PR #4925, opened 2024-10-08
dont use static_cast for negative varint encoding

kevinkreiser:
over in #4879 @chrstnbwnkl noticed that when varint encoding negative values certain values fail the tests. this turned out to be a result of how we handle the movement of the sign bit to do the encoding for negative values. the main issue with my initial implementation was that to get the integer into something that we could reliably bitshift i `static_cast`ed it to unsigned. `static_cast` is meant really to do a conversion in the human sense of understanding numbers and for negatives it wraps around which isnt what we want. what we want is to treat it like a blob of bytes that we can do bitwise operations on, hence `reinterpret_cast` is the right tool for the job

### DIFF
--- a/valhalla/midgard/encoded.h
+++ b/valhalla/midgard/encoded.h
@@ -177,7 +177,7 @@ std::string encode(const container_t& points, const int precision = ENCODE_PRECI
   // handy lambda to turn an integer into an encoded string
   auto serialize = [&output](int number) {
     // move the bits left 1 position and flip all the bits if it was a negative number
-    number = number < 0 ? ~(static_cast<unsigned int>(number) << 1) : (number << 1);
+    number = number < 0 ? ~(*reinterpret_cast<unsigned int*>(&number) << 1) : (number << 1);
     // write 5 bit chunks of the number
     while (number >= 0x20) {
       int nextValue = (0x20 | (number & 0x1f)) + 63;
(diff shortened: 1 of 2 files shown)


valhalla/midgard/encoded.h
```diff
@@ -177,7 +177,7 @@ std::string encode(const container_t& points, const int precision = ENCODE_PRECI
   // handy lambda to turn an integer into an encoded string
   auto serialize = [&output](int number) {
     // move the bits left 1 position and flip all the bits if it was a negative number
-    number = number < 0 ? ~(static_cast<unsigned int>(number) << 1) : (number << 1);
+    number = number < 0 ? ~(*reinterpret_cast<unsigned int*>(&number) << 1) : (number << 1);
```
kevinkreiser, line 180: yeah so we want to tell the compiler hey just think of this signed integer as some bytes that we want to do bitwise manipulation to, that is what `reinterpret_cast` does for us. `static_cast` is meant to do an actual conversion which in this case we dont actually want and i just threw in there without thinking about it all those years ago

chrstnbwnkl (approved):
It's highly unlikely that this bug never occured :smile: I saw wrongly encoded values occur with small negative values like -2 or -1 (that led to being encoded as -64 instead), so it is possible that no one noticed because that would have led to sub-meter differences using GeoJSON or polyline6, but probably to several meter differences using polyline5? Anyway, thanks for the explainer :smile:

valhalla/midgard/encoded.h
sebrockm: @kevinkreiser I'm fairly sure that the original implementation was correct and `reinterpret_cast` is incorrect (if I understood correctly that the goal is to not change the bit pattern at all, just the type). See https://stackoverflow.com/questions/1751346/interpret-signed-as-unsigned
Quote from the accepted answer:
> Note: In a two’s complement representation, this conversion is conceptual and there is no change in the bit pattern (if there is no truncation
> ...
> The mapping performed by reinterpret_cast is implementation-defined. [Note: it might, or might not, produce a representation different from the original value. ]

...

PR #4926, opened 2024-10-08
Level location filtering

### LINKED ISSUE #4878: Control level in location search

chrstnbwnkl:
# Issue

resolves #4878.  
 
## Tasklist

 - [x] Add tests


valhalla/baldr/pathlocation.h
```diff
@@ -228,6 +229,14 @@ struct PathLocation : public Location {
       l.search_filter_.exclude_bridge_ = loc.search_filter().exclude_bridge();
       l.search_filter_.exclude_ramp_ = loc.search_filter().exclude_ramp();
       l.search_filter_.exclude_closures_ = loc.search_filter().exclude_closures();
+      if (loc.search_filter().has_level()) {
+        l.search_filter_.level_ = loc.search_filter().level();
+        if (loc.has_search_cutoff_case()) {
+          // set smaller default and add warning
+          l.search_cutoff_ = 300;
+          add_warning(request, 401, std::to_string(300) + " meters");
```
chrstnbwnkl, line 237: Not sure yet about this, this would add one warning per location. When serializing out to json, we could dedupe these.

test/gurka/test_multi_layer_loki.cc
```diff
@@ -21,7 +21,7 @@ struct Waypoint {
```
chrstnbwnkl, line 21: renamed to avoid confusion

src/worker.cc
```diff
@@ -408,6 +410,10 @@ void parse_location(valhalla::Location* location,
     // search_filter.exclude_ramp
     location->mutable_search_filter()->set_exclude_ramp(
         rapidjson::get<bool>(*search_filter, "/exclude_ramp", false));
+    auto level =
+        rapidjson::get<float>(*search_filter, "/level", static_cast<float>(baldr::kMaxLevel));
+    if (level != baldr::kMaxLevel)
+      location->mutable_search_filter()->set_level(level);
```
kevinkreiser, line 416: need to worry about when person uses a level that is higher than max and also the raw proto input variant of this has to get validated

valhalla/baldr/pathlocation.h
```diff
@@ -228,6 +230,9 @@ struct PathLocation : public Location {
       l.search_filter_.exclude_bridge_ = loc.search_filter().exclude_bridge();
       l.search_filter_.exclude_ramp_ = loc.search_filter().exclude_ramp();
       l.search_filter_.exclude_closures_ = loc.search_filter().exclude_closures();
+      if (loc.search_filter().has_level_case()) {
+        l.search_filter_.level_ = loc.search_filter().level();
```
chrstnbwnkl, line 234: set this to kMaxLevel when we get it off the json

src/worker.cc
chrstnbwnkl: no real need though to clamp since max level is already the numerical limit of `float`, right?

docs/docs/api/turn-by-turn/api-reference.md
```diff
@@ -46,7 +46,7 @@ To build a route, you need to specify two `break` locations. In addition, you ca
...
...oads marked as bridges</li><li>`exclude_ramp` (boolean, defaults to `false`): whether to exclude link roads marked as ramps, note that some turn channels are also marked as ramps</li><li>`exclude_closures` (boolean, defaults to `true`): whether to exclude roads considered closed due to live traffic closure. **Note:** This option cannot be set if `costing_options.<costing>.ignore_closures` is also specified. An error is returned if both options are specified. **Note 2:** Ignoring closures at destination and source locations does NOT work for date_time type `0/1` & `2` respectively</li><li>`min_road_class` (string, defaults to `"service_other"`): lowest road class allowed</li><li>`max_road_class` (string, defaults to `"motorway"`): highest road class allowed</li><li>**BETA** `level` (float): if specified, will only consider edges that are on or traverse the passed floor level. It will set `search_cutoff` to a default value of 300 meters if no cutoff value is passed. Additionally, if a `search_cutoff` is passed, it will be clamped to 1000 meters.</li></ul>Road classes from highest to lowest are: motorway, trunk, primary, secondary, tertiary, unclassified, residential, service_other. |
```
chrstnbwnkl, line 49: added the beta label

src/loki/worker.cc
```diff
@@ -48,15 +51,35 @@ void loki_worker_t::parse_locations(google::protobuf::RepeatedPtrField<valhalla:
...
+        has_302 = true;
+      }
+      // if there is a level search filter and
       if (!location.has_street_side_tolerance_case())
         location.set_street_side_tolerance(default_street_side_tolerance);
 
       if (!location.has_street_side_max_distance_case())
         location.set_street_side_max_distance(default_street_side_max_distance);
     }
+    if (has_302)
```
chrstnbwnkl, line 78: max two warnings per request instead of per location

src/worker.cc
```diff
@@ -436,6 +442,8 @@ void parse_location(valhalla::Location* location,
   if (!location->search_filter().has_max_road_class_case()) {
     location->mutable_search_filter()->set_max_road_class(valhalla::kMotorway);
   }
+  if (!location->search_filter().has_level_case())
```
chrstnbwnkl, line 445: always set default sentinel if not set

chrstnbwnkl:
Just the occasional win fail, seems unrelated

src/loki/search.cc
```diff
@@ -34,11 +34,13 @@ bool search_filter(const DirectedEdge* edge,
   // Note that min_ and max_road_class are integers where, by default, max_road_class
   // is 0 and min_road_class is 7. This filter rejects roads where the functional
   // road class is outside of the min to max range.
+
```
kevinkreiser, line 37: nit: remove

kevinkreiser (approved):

---

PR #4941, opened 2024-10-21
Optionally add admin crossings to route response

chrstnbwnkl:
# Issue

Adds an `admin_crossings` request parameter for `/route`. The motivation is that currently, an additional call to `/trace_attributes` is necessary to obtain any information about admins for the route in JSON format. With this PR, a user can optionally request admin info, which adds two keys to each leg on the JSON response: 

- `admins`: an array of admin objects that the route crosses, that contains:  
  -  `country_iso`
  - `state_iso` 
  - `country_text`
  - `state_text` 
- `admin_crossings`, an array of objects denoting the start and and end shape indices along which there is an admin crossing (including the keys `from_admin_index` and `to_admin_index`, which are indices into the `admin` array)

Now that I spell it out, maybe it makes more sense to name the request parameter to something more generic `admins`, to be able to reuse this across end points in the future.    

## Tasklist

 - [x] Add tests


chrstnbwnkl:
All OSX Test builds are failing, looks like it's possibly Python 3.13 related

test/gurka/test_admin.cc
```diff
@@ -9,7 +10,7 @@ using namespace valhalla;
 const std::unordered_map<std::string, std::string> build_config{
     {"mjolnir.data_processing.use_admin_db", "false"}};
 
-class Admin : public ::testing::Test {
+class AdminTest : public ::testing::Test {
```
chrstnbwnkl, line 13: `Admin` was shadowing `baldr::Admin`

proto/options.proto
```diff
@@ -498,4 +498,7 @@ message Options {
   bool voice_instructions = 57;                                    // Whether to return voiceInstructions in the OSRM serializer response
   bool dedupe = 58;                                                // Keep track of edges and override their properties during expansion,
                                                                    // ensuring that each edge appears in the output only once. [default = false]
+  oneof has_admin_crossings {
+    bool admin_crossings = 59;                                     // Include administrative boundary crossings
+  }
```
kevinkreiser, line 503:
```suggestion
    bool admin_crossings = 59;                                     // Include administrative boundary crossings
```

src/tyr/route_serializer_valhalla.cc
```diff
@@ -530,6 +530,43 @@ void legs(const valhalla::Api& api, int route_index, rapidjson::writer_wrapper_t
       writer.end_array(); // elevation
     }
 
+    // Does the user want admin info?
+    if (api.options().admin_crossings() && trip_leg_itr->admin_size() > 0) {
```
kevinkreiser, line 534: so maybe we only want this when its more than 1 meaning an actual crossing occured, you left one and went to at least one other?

● Your task
What you return must be an exact retyping of the lines above starting at the line with "It's highly unlikely" and ending at the line with "original value. ]", and nothing besides.

● Answer to the exercise
It's highly unlikely that this bug never occured :smile: I saw wrongly encoded values occur with small negative values like -2 or -1 (that led to being encoded as -64 instead), so it is possible that no one noticed because that would have led to sub-meter differences using GeoJSON or polyline6, but probably to several meter differences using polyline5? Anyway, thanks for the explainer :smile:

valhalla/midgard/encoded.h
sebrockm: @kevinkreiser I'm fairly sure that the original implementation was correct and `reinterpret_cast` is incorrect (if I understood correctly that the goal is to not change the bit pattern at all, just the type). See https://stackoverflow.com/questions/1751346/interpret-signed-as-unsigned
Quote from the accepted answer:
> Note: In a two’s complement representation, this conversion is conceptual and there is no change in the bit pattern (if there is no truncation
> ...
> The mapping performed by reinterpret_cast is implementation-defined. [Note: it might, or might not, produce a representation different from the original value. ]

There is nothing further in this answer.